Functional Time Series Modeling of Traffic Flow: A Probabilistic Approach to Temporal Symmetry

Reliable short-term traffic flow prediction is crucial for intelligent transportation systems to enable real-time control, mitigate congestion, and improve urban mobility. However, traffic dynamics are inherently uncertain, temporally dependent, and subject to pronounced intraday variability, making accurate forecasting challenging. To address these issues, this study introduces a Functional AutoRegressive (FAR) model that represents daily traffic profiles as continuous stochastic functions rather than discrete observations, thereby preserving temporal continuity and capturing underlying symmetric structures.
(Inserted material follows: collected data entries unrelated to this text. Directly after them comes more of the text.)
PR #370, opened 2020-11-06
Implement the filtered events list

### LINKED ISSUE #333: [VMS] Implement the filtered events list
* Now that #296 is complete, it's time to implement the filtered events list rendered in `EventsPageFilteredContent` with actual, real data from the back-end.
* Keep in mind that the data for the first page of filtered events will come from `getServerSideProps` in `events/pages/index.tsx`. Subsequent data will be fetched using the `getFilteredEvents` request defined in `requests/events.ts`.
* You may have to make some changes to the infinite scroll component added as part of #291, like adding props to it. Feel free to look at   `CoreCardPaginationList.tsx` to get an idea of what you can do.

matthebrown:
Closes #333


matthebrown:
So as of now, I have the page sorting properly. However, it still takes a few seconds for the position to propagate over the `InfiniteScroll` component. I couldn't remember exactly what the details we discussed to avoid passing `undefined` as the position, so I figured I'd just put a PR so we could discuss it.

components/events/EventsPageInfiniteScroll.tsx
```diff
@@ -19,50 +21,56 @@ const useStyles = makeStyles({
...
+        setCards(sortedEvents.cards);
+        setHasMore(!sortedEvents.isLastPage);
+        pageRef.current = sortedEvents.page;
+      })();
+    } else {
+      void (async () => {
+        const sortedEvents = await sortCards(-999, -999);
+        setCards(sortedEvents.cards);
+        setHasMore(!sortedEvents.isLastPage);
+        pageRef.current = sortedEvents.page;
```
matthebrown: There may be a way to reduce this duplicated code, but Typescript was complaining a lot about using a variable that hadn't been assigned so I left it be for now.

components/events/EventsPageInfiniteScroll.tsx
```diff
@@ -19,50 +21,56 @@ const useStyles = makeStyles({
...
+  const pageRef = useRef(filteredEvents.page);
+
+  useEffect(() => {
+    setCards(filteredEvents.cards);
+    setHasMore(!filteredEvents.isLastPage);
+    pageRef.current = filteredEvents.page;
+  }, [filteredEvents]);
+
+  useEffect(() => {
+    if (sort === "location" && position !== undefined) {
```
matthebrown: We also may want to make a task to go back and clean up these hardcoded references so we don't have to keep duplication these strings.

server/actions/events.ts
```diff
@@ -206,7 +207,7 @@ export const createFilter = async ({
   if (causes.length) {
     findQuery = {
       ...findQuery,
-      nonprofitId: { $in: idsWithCauses.flat() }
```
matthebrown, line 225: The method call to `flat()` was causing a type error. I replaced it with the lodash `flatten()` function for now until it could be troubleshot further.

pages/events/index.tsx
```diff
@@ -40,11 +45,12 @@ export const getServerSideProps = async (
   // Don't remove the async otherwise InferGetStaticPropsType won't work as expected
   // TODO: Use this eventually, if we need common props between filtered and unfiltered event pages.
   const commonProps = {};
-
+  const date = new Date().toJSON();
+  
   if (getFilterCountFromQuery(context.query) === 0) {
     const date = new Date();
```
PC98, line 51: remove line 51: `const date = new Date();` to fix the type error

The model is developed using high-frequency traffic data collected at 15-min intervals from the Dublin Airport Link Road, Ireland, covering January 2022 to December 2024; data from 2022–2023 are used for model estimation, while 2024 data are reserved for one-day-ahead out-of-sample evaluation. A moving-window filtering technique is incorporated to enhance robustness by probabilistically identifying outliers and reducing noise. The proposed FAR approach is benchmarked against conventional models, including autoregressive (AR), autoregressive moving average (ARMA), nonparametric autoregressive (NPAR), and vector autoregressive (VAR) models. Empirical results demonstrate that the FAR model consistently achieves superior forecasting performance across all traffic conditions, yielding a full-day MAPE of 9.160% compared to 11.623% for the VAR model, along with lower MAE (76.772) and RMSE (131.767). It also performs best on both workdays and weekends, with MAPEs of 8.129% and 10.438%, respectively. Moreover, the model remains robust across peak and off-peak periods, effectively capturing both symmetric and asymmetric traffic variations while offering a more interpretable representation of intraday patterns. These findings suggest that functional time series modeling provides an effective and computationally efficient framework for traffic forecasting, with strong potential for application in next-generation intelligent transportation systems.